BEP 347 - Business English Collocations for Sales 2)

Welcome back to Business English Pod for today’s lesson on English collocations for talking about sales.

Sales has never been tougher. In the digital age, competition for people’s attention is fierce. And customers are armed with more knowledge than ever before. For these reasons, companies can’t get lazy about their approach to sales. They need to be strategic; they have to find new ways to manage customer relationships, and they need effective ways to track how they’re doing.

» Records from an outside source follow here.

PR #2433, opened 2022-06-24
fix region may be missed

### LINKED ISSUE #2368: Table not found when TiDB has more than 10,000 tables in a DB
## Enhancement
When TiDB has more than 10,000 tables in one Database, TiSpark may throw exceptions like `Table not found`.

This problem may be because of the large schema, if so, we need to clarify how large the schema will lead to the problem. 

### Verison
TiDB 5.4
Spark 3.1.3
TiSpark 2.5

TrafalgarRicardoLu:
close #2368 
When TiDB has more than 10,000 tables in one Database, TiSpark may throw Table not found  exceptions.

The problem reported by the issue is caused by not timely update of region.

When there have stale data in region cache, the iterator will use end key in stale region to scan regions, and it may miss some new regions. And if we try to read the table in new region, table not found  exceptions will be thrown.

In fact, RegionStoreClient has already gotten the new region, but doesn't send it to ConcreteScanIterator. So we add the code to update region.

### Check List 

Tests 

 - Unit test
 - Integration test

### DIFF
--- a/tikv-client/src/main/java/com/pingcap/tikv/operation/iterator/ConcreteScanIterator.java
+++ b/tikv-client/src/main/java/com/pingcap/tikv/operation/iterator/ConcreteScanIterator.java
@@ -66,6 +66,10 @@ public class ConcreteScanIterator extends ScanIterator {
           try {
             int scanSize = Math.min(limit, conf.getScanBatchSize());
             currentCache = client.scan(backOffer, startKey, scanSize, version);
+            // If we get region before scan, we will use region from cache which
+            // may have wrong end key. This may miss some regions that split from old region.
+            // Client will get the newest region during scan. So we need to
+            // update region after scan.
             region = client.getRegion();
           } catch (final TiKVException e) {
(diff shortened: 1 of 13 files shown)


tikv-client/src/main/java/com/pingcap/tikv/operation/iterator/ConcreteScanIterator.java
```diff
@@ -66,6 +66,7 @@ TiRegion loadCurrentRegionToCache() throws GrpcException {
           try {
             int scanSize = Math.min(limit, conf.getScanBatchSize());
             currentCache = client.scan(backOffer, startKey, scanSize, version);
+            region = client.getRegion();
```
xuanyu66, line 69: Plz add some comment on the side effect of scan and why we update here

zhangyangyu (approved):

Daemonxiao (approved):

xuanyu66 (approved):

shiyuhang0:
LGTM

PR #2436, opened 2022-06-30
Support host mapping in TiSpark

Daemonxiao:
TiKV client supports custom HostMapping implementation in this PR: https://github.com/tikv/client-java/pull/171.

TiSpark implements the HostMapping interface and set a host-to-host mapping rule.
You can set it in the configuration file, such as:
```
spark.tispark.tikv.host_mapping = host1:host1_mapping;host2:host2_mapping
```
The host1 will be replaced by host1_mapping when TiSpark establishes or get a connection with TiKV.

### When to use this configuration?
When your TiDB cluster is running on the intranet, while Spark is in another intranet, you need to set public IPs to the TiDB cluster in TiSpark for connecting Spark with TiDB. Because of the PD-leader-switch(to find a new leader PD and get started with an intranet IP of PD) in TiSpark, we always get an intranet IP of PD which can not be used to comminute from Spark to TiDB. Then, we need a host mapping to make Spark always use a public IP to connect PD.

Custom host mapping rule, and use rule in ChannelFactory.
```
// Custom host mapping
public class UriHostMapping implements HostMapping {

  private static final Logger logger = LoggerFactory.getLogger(UriHostMapping.class.getName());
  private ConcurrentMap<String, String> hostMapping = null;

  // Parsing the host mapping configuration
  // Set a map that stores the mapping rule, such as {host1: host1_mapping; host2: host2_mapping}
  public UriHostMapping(String hostMappingString) {
      ...
  }

  // If the URI has a mapping rule, return the mapping rule. If not return itself.
  @Override
  public URI getMappedURI(URI uri) {
  }
}

// In ChannelFactory use rule
private ManagedChannel addrToChannel(SslContextBuilder sslContextBuilder, String addressStr, HostMapping mapping){
    ...
    // Get host mapping
    mapped = mapping.getMappedURI(address);
    
    // use mapped to connect to TiKV
     ... 
}
```

### Check List 

Tests 

 - Unit test
 - Integration test

Code changes

Related changes


core/src/main/java/com/pingcap/tikv/hostmap/UriHostMapping.java
```diff
@@ -0,0 +1,76 @@
...
+import java.util.concurrent.ConcurrentHashMap;
+import java.util.concurrent.ConcurrentMap;
+import java.util.stream.Collectors;
+import org.slf4j.Logger;
+import org.slf4j.LoggerFactory;
+
+public class UriHostMapping implements HostMapping {
+
+  private static final Logger logger = LoggerFactory.getLogger(UriHostMapping.class.getName());
+  private ConcurrentMap<String, String> hostMapping = null;
```
xuanyu66, line 32:
```suggestion
  private final ConcurrentMap<String, String> hostMapping;
```

core/src/main/scala/com/pingcap/tispark/telemetry/TiSparkTeleInfo.scala
```diff
@@ -93,11 +94,22 @@ object TiSparkTeleInfo {
...
+      if (conf.getHostMapping != null) {
+        pd_uri = conf.getHostMapping.getMappedURI(pd_uri)
+      }
+
+      if (conf.isTlsEnable) {
+        val url = pd_uri.toString
         resp = httpClient.getHttpsWithTiConfiguration(url, conf)
       } else {
-        val url = "http://" + pd_address.get + urlPattern
+        val url = pd_uri.toString
```
xuanyu66, line 112: Can we remove the val url here and above, just use pd_uri.toString.
Since url is only used once, and defining url doesn't increase the readability.

core/src/test/scala/com/pingcap/tispark/hostmap/HostMappingSuite.scala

In this lesson, we’ll listen to a pharmaceutical sales team discuss new strategies to improve and track their performance. In their discussion, you’ll hear a lot of what we call collocations. Collocations are just groups of words that combine naturally. For example, if you want to say that someone finishes making a sale, you can say that he “closes a sale.” Everyone uses that verb “close.” Nobody says “shut” a sale or “do” a sale. The correct collocation is “close a sale.”

Native speakers learn and use these collocations naturally. And if you want to improve your vocabulary and sound more fluent, you can learn to use them too. As you listen to the dialog, try to pick out some of these collocations and we’ll discuss them later in the debrief.

In the dialog, we’ll listen to a discussion between Fran, Gus, and Nick. In our last lesson, the team discussed the need to improve their company’s sales. Now they’re talking about ways to do that. During their discussion, they use many English collocations related to sales.

Listening Questions

1. What does Nick think his colleague Dennis is doing wrong?
2. What does Nick believe is an outdated way of measuring their success?
3. What does Nick believe will happen if they improve their performance metrics?